Okay, I’ll quote it again:

My posi­tion on Israel is that Israel has a right to exist, that Israelis have a right to exist, as I said, rec­on­ciled one to another.

Have you read the Link? Do you read the Link, Amer­i­cans for Middle East­ern Under­stand­ing, where Pales­tini­ans and Israelis need to sit down and talk to each other and work out a solu­tion where their chil­dren can grow in a world together, and not be talk­ing about killing each other, that that is not God’s will?

My posi­tion is that the Israel and the people of Israel be the people of God who are wor­ry­ing about rec­on­cil­i­a­tion and who are trying to do what God wants for God’s people, which is reconciliation.

He denounced those who “can wor­ship God on Sunday morn­ing, wear­ing a black clergy robe, and kill others on Sunday evening, wear­ing a white Klan robe.”

And this is prob­lem­atic how?

He praised the com­mu­nist San­din­ista regime of Nicaragua.

Here’s the entirety of Wright’s com­ments on Nicaragua:

Our con­gre­ga­tion stood in sol­i­dar­ity with the peas­ants in El Sal­vador and Nicaragua, while our gov­ern­ment, through Ollie North and the Iran-​Contra scan­dal, was sup­port­ing the Con­tras, who were killing the peas­ants and the Miskito Indi­ans in those two countries.

I sup­pose Mil­bank thinks that “peasants” is a euphemism for San­danistas.
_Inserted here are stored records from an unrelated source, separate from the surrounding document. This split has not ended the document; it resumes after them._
PR #5682, opened 2026-07-16
fix(glhk): gate OMM group formation on lead tenant-label eligibility

rhur-pixel:
## Problem

When the first serially-merged MR (the OMM group lead) has no tenant labels, `merged_labels` is empty and `_form_omm_group` cannot detect overlap between the lead and candidates. Candidates get skip-ci rebased and merged without CI validating against the lead's changes, breaking the non-overlap safety guarantee.

## Why this matters

The skip-ci rebase at group formation means candidates' pipelines run against pre-lead code. When the pipeline succeeds and the candidate is rebased, `_process_omm_member` merges it — but no CI ever validated the candidate against the lead's changes. The tenant-label overlap check is the only mechanism compensating for the skipped CI, and it's ineffective when the lead contributes nothing to `merged_labels`.

## Fix

Gate OMM group formation on `is_eligible_for_optimistic_merge(mr)` so that a lead without tenant labels falls back to serial merge instead of forming a group with an empty overlap set. This is consistent with how candidates are already handled — `is_eligible_for_optimistic_merge` in `_form_omm_group` already excludes candidates without tenant labels with the rationale "conservatively serialised."

## Testing

The existing `test_multi_merge_no_tenant_labels_falls_back_serial` test was rewritten to cover the lead case (lead without labels, candidate with labels) instead of the candidate case, which is already covered by the overlap and partial-overlap tests exercising `_form_omm_group`.

## Summary by CodeRabbit

* **Bug Fixes**
  * Optimistic multi-merge grouping is now applied only to merge requests that meet optimistic-merge eligibility, avoiding attempts on ineligible merges.
  * Improved fallback behavior when tenant labels are missing, preventing unnecessary rebase actions and ensuring proper candidate filtering.
* **Tests**
  * Updated and added coverage to confirm ineligible merge requests are excluded from optimistic multi-merge candidate handling.

### DIFF
--- a/reconcile/gitlab_housekeeping.py
+++ b/reconcile/gitlab_housekeeping.py
@@ -1417,7 +1417,7 @@ def merge_merge_requests(
         merges += 1
 
         if rebase and merges == 1:
-            if multi_merge:
+            if multi_merge and is_eligible_for_optimistic_merge(mr):
                 candidates = _form_omm_group(
                     gl=gl,
                     merge_requests=merge_requests,
--- a/reconcile/gitlab_housekeeping.py
+++ b/reconcile/gitlab_housekeeping.py
@@ -1426,6 +1426,9 @@ def merge_merge_requests(
                 if candidates:
                     apply_omm_group_lead(dry_run, gl, mr)
                     apply_omm_pending(dry_run, gl, candidates)
+            elif multi_merge:
+                # lead has no tenant labels — fall back to serial merge
+                logging.info(["omm-group", "lead-ineligible", gl.project.name, mr.iid])
             break
 
     merge_batch_size_histogram.labels(project_id=gl.project.id).observe(merges)
--- a/reconcile/test/test_gitlab_housekeeping.py
+++ b/reconcile/test/test_gitlab_housekeeping.py
@@ -2096,6 +2096,8 @@ def test_multi_merge_overlapping_tenants_serialized(
 def test_multi_merge_no_tenant_labels_falls_back_serial(
     mocker: MockerFixture,
 ) -> None:
+    # Lead has no tenant labels → ineligible for OMM, falls back to serial merge.
+    # Candidate has a tenant label but must not be rebased or merged.
     mr1 = _make_merge_mr(10, ["approved"])
     mr2 = _make_merge_mr(11, ["approved", "tenant-bar"])
     items = [_make_merge_item(mr1), _make_merge_item(mr2)]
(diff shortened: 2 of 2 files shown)


reconcile/gitlab_housekeeping.py
```diff
@@ -1417,7 +1417,7 @@ def merge_merge_requests(
         merges += 1
 
         if rebase and merges == 1:
-            if multi_merge:
+            if multi_merge and is_eligible_for_optimistic_merge(mr):
```
TGPSKI, line 1420: Clean fix — this makes the lead eligibility check symmetric with the candidate-side check already inside `_form_omm_group` (line 848).

Minor suggestion: consider adding a log line when the lead is ineligible (no tenant labels) so operators can see *why* OMM didn't form a group during a reconcile loop. Something like:

```python
if multi_merge and not is_eligible_for_optimistic_merge(mr):
    logging.info(["omm-group", "lead-ineligible", gl.project.name, mr.iid])
```

Currently, when the lead has no tenant labels, the code silently falls through to `break` without any signal in the logs. This could make debugging harder when an operator expects OMM to kick in but it doesn't.

reconcile/test/test_gitlab_housekeeping.py
```diff
@@ -2113,6 +2113,7 @@ def test_multi_merge_no_tenant_labels_falls_back_serial(
 
     mr1.merge.assert_called_once()
     mr2.merge.assert_not_called()
+    mr2.rebase.assert_not_called()
```
TGPSKI, line 2118: Good addition — this assertion verifies the critical safety property: when OMM group formation is skipped, no candidate gets a skip-ci rebase.

One concern: by rewriting this test to exercise the *lead*-without-labels path, we lose direct coverage of the *candidate*-without-labels path that was previously tested here (old mr2 had `["approved"]` with no tenant label). The PR description notes this is "already covered by the overlap and partial-overlap tests exercising `_form_omm_group`" — but those tests exercise overlapping tenant labels, not the absence of tenant labels on a candidate. `_form_omm_group`'s `is_eligible_for_optimistic_merge` filter for candidates isn't directly exercised by any remaining test.

Consider keeping a small dedicated test for the candidate case (lead has labels, one candidate doesn't) to ensure `_form_omm_group`'s eligibility filter is directly covered. This would also guard against a future regression if someone removes the `is_eligible_for_optimistic_merge` check from `_form_omm_group`.

reconcile/test/test_gitlab_housekeeping.py
```diff
@@ -2096,8 +2096,8 @@ def test_multi_merge_overlapping_tenants_serialized(
 def test_multi_merge_no_tenant_labels_falls_back_serial(
     mocker: MockerFixture,
 ) -> None:
-    mr1 = _make_merge_mr(10, ["approved", "tenant-foo"])
-    mr2 = _make_merge_mr(11, ["approved"])
+    mr1 = _make_merge_mr(10, ["approved"])
```
TGPSKI, line 2101: nit: The scenario is now inverted from the original — the *lead* (mr1) lacks tenant labels while the *candidate* (mr2) has them. A brief inline comment would help future readers understand the intent at a glance, e.g.:

```python
# Lead has no tenant labels → ineligible for OMM, falls back to serial merge.
# Candidate has a tenant label but must not be rebased or merged.
mr1 = _make_merge_mr(10, ["approved"])
mr2 = _make_merge_mr(11, ["approved", "tenant-bar"])
```

TGPSKI (commented):
**Overall: solid, well-scoped fix.** The one-line production change is correct and consistent with how candidates are already handled.

**What's good:**
- The fix correctly addresses the root cause — a lead MR without tenant labels makes `merged_labels` empty, bypassing the overlap safety net.
- The `is_eligible_for_optimistic_merge` reuse is clean; no new abstractions needed.
- The `mr2.rebase.assert_not_called()` test assertion is a valuable addition that directly verifies the safety property.

**Suggestions (non-blocking):**
1. **Observability**: Add a log line when the lead is deemed ineligible so operators can diagnose why OMM didn't activate.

But that’s a pretty seri­ous hermeneu­ti­cal leap–at least the dis­tance from “trade unionist” to “Communist,” if not more. Why not inter­pret Wright to mean what he says, that they stood with the peas­ants who were being killed by the Con­tras and the Sal­vado­ran government?

He renewed his belief that the gov­ern­ment cre­ated AIDS as a means of geno­cide against people of color (”I believe our gov­ern­ment is capa­ble of doing anything”).

See above for what Wright said about the first part of this. But it’s worth includ­ing the full con­text of the quote Mil­bank cites, which makes it sound much more rea­son­able: “Based on this Tuskegee exper­i­ment and based on what has hap­pened to Africans in this coun­try, I believe our gov­ern­ment is capa­ble of doing anything.”

And he vig­or­ously renewed demands for an apol­ogy for slav­ery: “Britain has apol­o­gized to Africans. But this country’s lead­ers have refused to apol­o­gize. So until that apol­ogy comes, I’m not going to keep step­ping on your foot and asking you, does this hurt, do you for­give me for step­ping on your foot, if I’m still step­ping on your foot. Under­stand that? Capisce?”

Again, I’m a little con­fused as to what the object of Milbank’s cen­sure is. Does he think that the gov­ern­ment shouldn’t apol­o­gize for slavery?

Capisce, rev­erend. All too well.

Ital­ian sole­cisms are the least of Milbank’s prob­lems, but for the record, that should be “Capisco, reverend,” or pos­si­bly “Capiamo, reverend.”

And “All too well”? Can’t help you there, captain.